== What the exercise asks ==
Look through the data below, tally the lines where "kubernetes" occurs, and write the total alone.

== Data for review ==
[Start of Attachment]
PR #10, opened 2020-07-10
[minecraft-bedrock] - Remove deprecated storageclass annotation

billimek:
Using annotations for storageclass names was [deprecated in kubernetes
1.6](https://kubernetes.io/docs/concepts/storage/dynamic-provisioning/#using-dynamic-provisioning) and causes issues with some backup/restore scenarios when still present.

This should still operate properly without the old-style annotation approach.

Also needed to bump the server version to '1.16.1.02' in order for it to download properly from upstream

### DIFF
--- a/charts/minecraft-bedrock/Chart.yaml
+++ b/charts/minecraft-bedrock/Chart.yaml
@@ -1,6 +1,6 @@
 apiVersion: v1
 name: minecraft-bedrock
-version: 1.1.0
+version: 1.1.1
 appVersion: 1.14.4
 home: https://minecraft.net/
 description: Minecraft server
--- a/charts/minecraft-bedrock/Chart.yaml
+++ b/charts/minecraft-bedrock/Chart.yaml
@@ -1,7 +1,7 @@
 apiVersion: v1
 name: minecraft-bedrock
 version: 1.1.1
-appVersion: 1.14.4
+appVersion: 1.16.1
 home: https://minecraft.net/
 description: Minecraft server
 keywords:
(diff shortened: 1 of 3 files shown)


charts/minecraft-bedrock/values.yaml
```diff
@@ -29,7 +29,7 @@ minecraftServer:
   # This must be overridden, since we can't accept this for the user.
   eula: "FALSE"
   # One of: LATEST, SNAPSHOT, or a specific version (ie: "1.7.9").
-  version: "1.14.4"
+  version: "1.16.1.02"
```
itzg, line 32: Actually this would be a good default:
```suggestion
  version: "LATEST"
```

charts/minecraft-bedrock/Chart.yaml
```diff
@@ -1,7 +1,7 @@
 apiVersion: v1
 name: minecraft-bedrock
-version: 1.1.0
-appVersion: 1.14.4
+version: 1.1.1
+appVersion: 1.16.1
```
itzg, line 4: appVersion is always a strange animal IMHO. Perhaps just `1.16` to track it fairly close

charts/minecraft-bedrock/values.yaml
billimek: Agreed, will change this!

charts/minecraft-bedrock/Chart.yaml
billimek: Works for me, will change this too!

billimek:
@itzg I wonder if we should roll-back this change.  It's apparently a breaking change with existing Minecraft installations because the PVC annotation field is immutable, so the helm upgrade fails.

Thew way I see it, the only way forward is to either:

* treat this as a breaking change (which requires a removal and deletion of the chart followed by a fresh installation), or
* we roll-back this change and live with the deprecated annotation in the PVC

Any thoughts?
[End of Attachment]
== Exercise answer ==
2